◆ **Work to be completed**: Search the entries below for "cool", and copy each line where it appears.

··· Input records ···

PR #998, opened 2016-04-15
[491768] Change classpathScope to 'runtime'

kthoms:


eclipsewebmaster:
Issue tracker reference:
https://bugs.eclipse.org/bugs/show_bug.cgi?id=491768

svenefftinge:
Looks ok to me. @dhuebner can we merge this?

dhuebner:
@svenefftinge I'm not sure that this is a right solution, I'm even not sure that this is a problem at all. We explicitly set the scope to "compile" after we updated the exec plugin version to  > 1.1.2 where the default cp scope was changed from "runtime" to "compile". Now we are about to change it back. 
https://bugs.eclipse.org/bugs/show_bug.cgi?id=483667

@kthoms Is it possible to create a small example maven project for the current issue?

dhuebner:
@kthoms  I've just noticed that you are still using 2.9.1 in your build. The issue you have was fixed in 2.9.2 see:
https://bugs.eclipse.org/bugs/show_bug.cgi?id=485129

kthoms:
Issue is fixed with 2.9.2

PR #774, opened 2015-11-01
Xtend Web Editor

huibo-shi:

PR #1000, opened 2016-04-18
Fixed documentation for Web API: property artifacts not documents

vorburger:
Signed-off-by: Michael Vorburger <mike@vorburger.ch>

### DIFF
--- a/xtext-website/documentation/330_web_support.md
+++ b/xtext-website/documentation/330_web_support.md
@@ -256,7 +256,7 @@ The following functions are available, provided that the respective services are
  * `format()`
    Formats the current selection (or the whole document if the selection has zero length) and returns the formatted text.
  * `generate()`
-   Returns the document generated from the associated resource. If more than one document has been generated, an object with a property `documents` is returned, which is an array of objects with the properties `name`, `contentType`, and `content`.
+   Returns the document generated from the associated resource. If more than one document has been generated, an object with a property `artifacts` is returned, which is an array of objects with the properties `name`, `contentType`, and `content`.
  * `loadResource()`
    Loads the associated resource and returns an object with properties `fullText` and `dirty`. If the resource has been modified during the current session, the modified version is returned even if the page is reloaded.
  * `saveResource()`


vorburger:
@spoenemann as far as I can tell from having played around a little in https://github.com/eclipse/xtext/compare/master...vorburger:xtend.web for https://github.com/eclipse/xtext/pull/774 fixed https://github.com/eclipse/xtext/commit/d2c3e2833d75d62df12327057339e4c32291ede5#diff-3eb2b115e4d9d5e386dce6eec0348cc2L171, there is a small error in the documentation, which this PR rectifies - do you agree and would like to merge this?

BTW: Thank You for having written 330_web_support.md in the first place - very useful to get started understanding the (cool!) new Xtext Web support.

cdietrich:
i think this is not working since the generator service uses the artifactId to determine what generation result should be returned and if you dont specify it you get an error. thus i think the generatorService should expose compute as well to return all generated artifacts

vorburger:
@cdietrich I fixed (worked around?) the point you raise via https://github.com/eclipse/xtext/commit/d2c3e2833d75d62df12327057339e4c32291ede5#diff-5b1e78ebdf10acff0ec33045e2f3a548R14

@spoenemann iirelevant of the above, the current doc is still wrong, so I would suggest this either way.

spoenemann:
Documentation updates should be merged into maintenance. If they are merged into master, they won't become visible until the next release (2.10.0).

That part of the documentation is outdated: In one of the beta releases, the generator service returned all generated resources, while now it returns only one resource. This means that your proposed fix is also wrong. I will fix that part on the maintenance branch so we have a correct version on the website soon.

It is true that sometimes the names of the generated artifacts are not known in the client. We could add a service such as `generatorArtifactIds` that returns the names of all artifacts, which can then be fetched with the `generate` service.

spoenemann:
The fix is online: https://www.eclipse.org/Xtext/documentation/330_web_support.html

spoenemann:
Thanks for pointing to the outdated documentation!

PR #1002, opened 2016-04-18
xtend.web

vorburger:
continuation of https://github.com/eclipse/xtext/pull/774 (which should probably be closed now)

@svenefftinge & @spoenemann is this of interest to merge? OK as is (not much tested..), or need more work?

FYI For me this was more an opportunity to learn how to create an Xtend Web editor than a goal in itself..  I'd like like to apply what I've seen here in another project (BTW I'm wondering if there is any point in have any sort of org.eclipse.xtend.web.lib - as the org.eclipse.xtend.web proposed here is more of a sample application, perhaps there could be a place to keep things that are common between this example and a "real" Xtend Web IDE somewhere else - what do you think?). I've listed what's pending on https://github.com/vorburger/xtext/blob/xtend.web/web/org.eclipse.xtend.web/TODO.md, and made a short video of this on https://youtu.be/QtW6WBJztPw ..

[Xtend Editor in Web IDE](https://www.youtube.com/watch?v=QtW6WBJztPw)

### DIFF
--- a/web/org.eclipse.xtend.web/src/main/java/org/eclipse/xtend/web/XtendServiceDispatcher.xtend
+++ b/web/org.eclipse.xtend.web/src/main/java/org/eclipse/xtend/web/XtendServiceDispatcher.xtend
@@ -1,0 +1,46 @@
+package org.eclipse.xtend.web
+
+import com.google.inject.Inject
+import com.google.inject.Singleton
+import org.eclipse.xtend.web.server.java2xtend.Java2XtendService
+import org.eclipse.xtext.util.internal.Log
+import org.eclipse.xtext.web.server.IRequestData
+import org.eclipse.xtext.web.server.ISessionStore
+import org.eclipse.xtext.web.server.InvalidRequestException
+import org.eclipse.xtext.web.server.XtextServiceDispatcher
+
+@Singleton
+@Log
+class XtendServiceDispatcher extends XtextServiceDispatcher {
+	
+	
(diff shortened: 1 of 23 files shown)


web/org.eclipse.xtend.web/src/main/java/org/eclipse/xtend/web/XtendServiceDispatcher.xtend
```diff
@@ -0,0 +1,62 @@
...
+			default:
+				super.createServiceDescriptor(serviceType, context)	
+		}
+	}
+	
+	/** 
+	 * Xtend may generate several *.java from one *.xtend,
+	 * so we don't have an 'artifact' request parameter and
+	 * instead of generatorService.getArtifact() need to compute().
+	 */
```
spoenemann: I think it would be better to create a new service for this instead of changing the semantics of the original generator service.

spoenemann:
My feeling is that it's too early to release Xtend into the web, since the current web integration of Xtext provides only language support for text widgets, and not an IDE. It would be interesting to see Xtend integrated with an web IDE such as [Che](https://eclipse.org/che/). Until then I would prefer to move this contribution into a separate GitHub repo. Nevertheless, it would be cool to have this example online so people can play around with it. I already had the idea of setting up a server for language demos.

What do others think?

svenefftinge:
I agree.

vorburger:
==> https://github.com/vorburger/ch.vorburger.xtend.web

···

◆ **Written solution**:
BTW: Thank You for having written 330_web_support.md in the first place - very useful to get started understanding the (cool!) new Xtext Web support.
My feeling is that it's too early to release Xtend into the web, since the current web integration of Xtext provides only language support for text widgets, and not an IDE. It would be interesting to see Xtend integrated with an web IDE such as [Che](https://eclipse.org/che/). Until then I would prefer to move this contribution into a separate GitHub repo. Nevertheless, it would be cool to have this example online so people can play around with it. I already had the idea of setting up a server for language demos.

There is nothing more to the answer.